*WHAT IS BEING ASKED:* Some lines in the entries contain the word "added". Copy all of them.

++++ AVAILABLE DATA ++++

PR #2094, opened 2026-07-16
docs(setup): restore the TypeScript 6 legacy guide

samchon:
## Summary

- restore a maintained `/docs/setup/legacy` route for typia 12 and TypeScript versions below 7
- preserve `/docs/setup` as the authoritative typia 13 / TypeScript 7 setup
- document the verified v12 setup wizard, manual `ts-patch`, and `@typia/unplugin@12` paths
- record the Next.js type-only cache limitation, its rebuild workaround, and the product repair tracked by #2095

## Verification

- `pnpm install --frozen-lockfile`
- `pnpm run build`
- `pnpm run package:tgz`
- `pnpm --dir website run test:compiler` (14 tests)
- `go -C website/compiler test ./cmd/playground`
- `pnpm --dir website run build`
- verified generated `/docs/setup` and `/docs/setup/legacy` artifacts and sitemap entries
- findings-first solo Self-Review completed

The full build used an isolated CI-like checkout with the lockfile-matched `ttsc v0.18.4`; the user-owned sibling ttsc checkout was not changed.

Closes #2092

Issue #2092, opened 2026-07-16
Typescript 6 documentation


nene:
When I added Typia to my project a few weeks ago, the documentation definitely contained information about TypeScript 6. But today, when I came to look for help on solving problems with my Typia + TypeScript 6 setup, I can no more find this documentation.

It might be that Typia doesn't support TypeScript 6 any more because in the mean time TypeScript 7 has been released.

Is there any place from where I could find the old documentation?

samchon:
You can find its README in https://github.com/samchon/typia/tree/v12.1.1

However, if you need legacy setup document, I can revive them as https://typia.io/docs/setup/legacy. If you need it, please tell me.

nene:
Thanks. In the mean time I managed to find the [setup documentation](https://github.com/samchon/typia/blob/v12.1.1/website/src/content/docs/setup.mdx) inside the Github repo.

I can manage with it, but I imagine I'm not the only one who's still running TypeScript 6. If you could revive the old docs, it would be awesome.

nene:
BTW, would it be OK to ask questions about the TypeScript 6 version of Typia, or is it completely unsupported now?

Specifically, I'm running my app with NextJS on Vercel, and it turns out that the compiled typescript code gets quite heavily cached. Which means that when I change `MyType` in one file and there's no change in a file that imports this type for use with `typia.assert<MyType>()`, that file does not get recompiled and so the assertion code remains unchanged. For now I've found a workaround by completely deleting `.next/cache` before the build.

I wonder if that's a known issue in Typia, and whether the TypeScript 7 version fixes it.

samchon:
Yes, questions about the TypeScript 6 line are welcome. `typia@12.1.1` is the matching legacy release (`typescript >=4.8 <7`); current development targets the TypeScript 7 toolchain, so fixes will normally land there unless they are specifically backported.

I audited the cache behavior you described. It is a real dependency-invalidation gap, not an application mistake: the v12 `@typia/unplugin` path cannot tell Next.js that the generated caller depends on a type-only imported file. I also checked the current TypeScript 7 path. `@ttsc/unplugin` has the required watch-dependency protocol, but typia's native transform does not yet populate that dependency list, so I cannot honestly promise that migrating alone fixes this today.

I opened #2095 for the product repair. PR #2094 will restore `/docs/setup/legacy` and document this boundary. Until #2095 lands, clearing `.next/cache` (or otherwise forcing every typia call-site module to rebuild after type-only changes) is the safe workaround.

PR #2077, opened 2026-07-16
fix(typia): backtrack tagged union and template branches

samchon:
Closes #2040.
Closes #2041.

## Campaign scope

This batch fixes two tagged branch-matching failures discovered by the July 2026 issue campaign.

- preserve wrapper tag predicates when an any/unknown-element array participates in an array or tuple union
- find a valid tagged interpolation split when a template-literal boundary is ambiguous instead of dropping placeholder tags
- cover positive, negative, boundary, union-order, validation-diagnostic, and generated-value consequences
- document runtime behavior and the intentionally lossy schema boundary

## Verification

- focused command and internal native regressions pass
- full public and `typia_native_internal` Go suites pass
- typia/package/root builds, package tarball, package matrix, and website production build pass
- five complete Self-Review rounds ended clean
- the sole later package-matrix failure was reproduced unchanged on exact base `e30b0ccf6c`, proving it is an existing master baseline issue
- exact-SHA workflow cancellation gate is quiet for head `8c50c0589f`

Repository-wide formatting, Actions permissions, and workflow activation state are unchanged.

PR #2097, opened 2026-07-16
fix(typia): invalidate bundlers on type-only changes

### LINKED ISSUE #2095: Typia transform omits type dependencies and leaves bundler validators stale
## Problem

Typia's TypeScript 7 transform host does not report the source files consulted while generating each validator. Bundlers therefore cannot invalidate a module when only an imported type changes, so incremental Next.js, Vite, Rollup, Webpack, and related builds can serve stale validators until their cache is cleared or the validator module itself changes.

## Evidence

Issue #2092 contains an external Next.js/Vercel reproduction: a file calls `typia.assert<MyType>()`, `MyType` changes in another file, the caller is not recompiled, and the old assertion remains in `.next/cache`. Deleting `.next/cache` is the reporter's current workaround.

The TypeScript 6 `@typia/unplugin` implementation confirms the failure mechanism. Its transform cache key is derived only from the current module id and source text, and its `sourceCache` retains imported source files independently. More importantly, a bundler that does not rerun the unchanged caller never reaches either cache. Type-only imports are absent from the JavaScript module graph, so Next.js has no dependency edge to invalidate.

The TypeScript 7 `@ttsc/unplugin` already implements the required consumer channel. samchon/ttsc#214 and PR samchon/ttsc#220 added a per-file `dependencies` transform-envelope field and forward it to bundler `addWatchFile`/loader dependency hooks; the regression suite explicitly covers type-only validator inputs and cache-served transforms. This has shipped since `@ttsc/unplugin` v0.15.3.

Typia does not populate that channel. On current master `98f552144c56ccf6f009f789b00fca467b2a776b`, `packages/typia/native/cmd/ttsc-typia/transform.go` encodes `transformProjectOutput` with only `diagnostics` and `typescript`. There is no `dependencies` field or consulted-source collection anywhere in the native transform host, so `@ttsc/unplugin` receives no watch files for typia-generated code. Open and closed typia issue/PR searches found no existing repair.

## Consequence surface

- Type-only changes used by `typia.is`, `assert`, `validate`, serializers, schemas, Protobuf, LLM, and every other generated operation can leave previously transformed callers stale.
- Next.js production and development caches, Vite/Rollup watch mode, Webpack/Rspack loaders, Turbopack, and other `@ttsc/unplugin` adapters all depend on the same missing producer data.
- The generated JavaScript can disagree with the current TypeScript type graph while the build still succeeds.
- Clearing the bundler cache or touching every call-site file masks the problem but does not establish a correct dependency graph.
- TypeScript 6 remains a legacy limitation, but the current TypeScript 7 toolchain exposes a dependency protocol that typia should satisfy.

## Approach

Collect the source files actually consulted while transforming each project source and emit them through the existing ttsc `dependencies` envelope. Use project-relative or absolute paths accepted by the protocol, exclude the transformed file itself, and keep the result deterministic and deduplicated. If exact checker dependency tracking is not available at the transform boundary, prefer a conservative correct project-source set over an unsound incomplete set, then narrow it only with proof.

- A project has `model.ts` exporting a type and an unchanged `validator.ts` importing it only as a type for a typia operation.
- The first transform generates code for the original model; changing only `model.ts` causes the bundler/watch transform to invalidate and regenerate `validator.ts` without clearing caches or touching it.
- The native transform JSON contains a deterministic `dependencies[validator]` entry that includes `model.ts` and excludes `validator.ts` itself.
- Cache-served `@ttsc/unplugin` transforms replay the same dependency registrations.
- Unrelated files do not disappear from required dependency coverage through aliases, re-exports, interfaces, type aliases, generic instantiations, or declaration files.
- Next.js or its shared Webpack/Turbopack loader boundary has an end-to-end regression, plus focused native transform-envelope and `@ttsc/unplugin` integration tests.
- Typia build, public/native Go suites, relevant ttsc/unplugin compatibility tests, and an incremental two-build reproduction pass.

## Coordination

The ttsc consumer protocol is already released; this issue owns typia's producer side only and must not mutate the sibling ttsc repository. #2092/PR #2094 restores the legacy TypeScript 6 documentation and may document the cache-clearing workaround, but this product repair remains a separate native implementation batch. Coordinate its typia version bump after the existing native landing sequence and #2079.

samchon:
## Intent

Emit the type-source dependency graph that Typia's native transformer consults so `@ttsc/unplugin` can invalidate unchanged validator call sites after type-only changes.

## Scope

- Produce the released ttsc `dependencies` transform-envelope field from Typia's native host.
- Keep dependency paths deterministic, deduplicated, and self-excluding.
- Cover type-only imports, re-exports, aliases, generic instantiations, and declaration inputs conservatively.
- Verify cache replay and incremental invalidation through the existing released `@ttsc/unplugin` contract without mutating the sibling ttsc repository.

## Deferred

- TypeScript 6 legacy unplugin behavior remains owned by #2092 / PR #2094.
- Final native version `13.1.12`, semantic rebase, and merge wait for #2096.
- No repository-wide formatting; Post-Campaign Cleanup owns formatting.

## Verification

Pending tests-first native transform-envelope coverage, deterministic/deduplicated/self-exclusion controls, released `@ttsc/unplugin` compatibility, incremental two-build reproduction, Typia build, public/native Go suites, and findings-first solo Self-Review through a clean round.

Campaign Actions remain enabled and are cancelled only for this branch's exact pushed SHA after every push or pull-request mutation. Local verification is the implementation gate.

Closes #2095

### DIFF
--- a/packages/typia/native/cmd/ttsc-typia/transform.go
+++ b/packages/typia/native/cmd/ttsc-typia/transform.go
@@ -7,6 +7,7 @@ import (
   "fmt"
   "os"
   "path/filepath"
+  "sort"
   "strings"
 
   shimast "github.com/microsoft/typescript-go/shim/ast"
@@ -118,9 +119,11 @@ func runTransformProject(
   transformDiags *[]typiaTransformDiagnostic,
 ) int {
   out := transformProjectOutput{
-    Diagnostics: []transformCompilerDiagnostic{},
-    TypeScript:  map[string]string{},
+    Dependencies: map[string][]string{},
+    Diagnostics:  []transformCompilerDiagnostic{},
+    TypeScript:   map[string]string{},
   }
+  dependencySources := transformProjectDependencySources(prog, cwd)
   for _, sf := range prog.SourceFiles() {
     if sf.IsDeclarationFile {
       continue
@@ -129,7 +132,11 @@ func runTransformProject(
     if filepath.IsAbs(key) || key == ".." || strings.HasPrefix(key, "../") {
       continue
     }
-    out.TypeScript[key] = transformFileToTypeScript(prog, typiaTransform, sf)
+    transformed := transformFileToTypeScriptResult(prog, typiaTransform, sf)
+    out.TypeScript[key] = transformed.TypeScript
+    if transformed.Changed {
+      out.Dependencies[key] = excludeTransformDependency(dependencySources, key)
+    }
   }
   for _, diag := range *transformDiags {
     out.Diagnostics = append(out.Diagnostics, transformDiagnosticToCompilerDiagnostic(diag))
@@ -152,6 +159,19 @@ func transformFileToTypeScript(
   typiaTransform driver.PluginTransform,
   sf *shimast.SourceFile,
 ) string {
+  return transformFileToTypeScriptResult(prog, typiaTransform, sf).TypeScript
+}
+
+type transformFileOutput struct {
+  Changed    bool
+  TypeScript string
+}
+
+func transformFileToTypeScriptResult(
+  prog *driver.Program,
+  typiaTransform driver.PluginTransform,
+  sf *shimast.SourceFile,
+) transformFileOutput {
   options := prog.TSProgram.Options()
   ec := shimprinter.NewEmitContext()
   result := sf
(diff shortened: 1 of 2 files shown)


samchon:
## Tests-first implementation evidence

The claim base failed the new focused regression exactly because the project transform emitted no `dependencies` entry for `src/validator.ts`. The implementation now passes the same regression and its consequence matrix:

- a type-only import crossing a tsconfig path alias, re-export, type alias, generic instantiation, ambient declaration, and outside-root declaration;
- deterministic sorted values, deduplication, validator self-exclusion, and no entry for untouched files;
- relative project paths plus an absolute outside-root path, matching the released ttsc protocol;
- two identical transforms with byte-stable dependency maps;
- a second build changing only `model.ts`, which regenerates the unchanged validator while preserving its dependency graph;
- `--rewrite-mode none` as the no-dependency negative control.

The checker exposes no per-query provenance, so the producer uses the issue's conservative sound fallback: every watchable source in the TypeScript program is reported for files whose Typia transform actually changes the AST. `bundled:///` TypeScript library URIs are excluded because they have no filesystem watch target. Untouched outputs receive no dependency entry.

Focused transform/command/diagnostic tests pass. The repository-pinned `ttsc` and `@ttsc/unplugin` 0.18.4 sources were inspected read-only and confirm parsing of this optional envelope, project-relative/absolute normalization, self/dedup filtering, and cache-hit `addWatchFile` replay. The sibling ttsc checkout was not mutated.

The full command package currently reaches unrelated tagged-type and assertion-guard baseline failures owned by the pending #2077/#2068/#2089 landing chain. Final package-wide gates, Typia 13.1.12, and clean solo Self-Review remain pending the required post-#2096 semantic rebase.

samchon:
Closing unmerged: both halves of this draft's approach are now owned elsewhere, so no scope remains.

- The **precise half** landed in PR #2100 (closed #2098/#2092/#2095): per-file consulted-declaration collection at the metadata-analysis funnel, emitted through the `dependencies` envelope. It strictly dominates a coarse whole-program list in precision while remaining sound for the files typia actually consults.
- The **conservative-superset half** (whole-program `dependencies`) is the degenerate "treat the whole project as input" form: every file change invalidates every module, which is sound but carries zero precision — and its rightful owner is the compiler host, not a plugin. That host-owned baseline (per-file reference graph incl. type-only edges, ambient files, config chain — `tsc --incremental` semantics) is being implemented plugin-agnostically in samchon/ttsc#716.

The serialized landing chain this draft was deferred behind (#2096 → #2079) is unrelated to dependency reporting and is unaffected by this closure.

++++

*EXPECTED OUTPUT:*
When I added Typia to my project a few weeks ago, the documentation definitely contained information about TypeScript 6. But today, when I came to look for help on solving problems with my Typia + TypeScript 6 setup, I can no more find this documentation.
The TypeScript 7 `@ttsc/unplugin` already implements the required consumer channel. samchon/ttsc#214 and PR samchon/ttsc#220 added a per-file `dependencies` transform-envelope field and forward it to bundler `addWatchFile`/loader dependency hooks; the regression suite explicitly covers type-only validator inputs and cache-served transforms. This has shipped since `@ttsc/unplugin` v0.15.3.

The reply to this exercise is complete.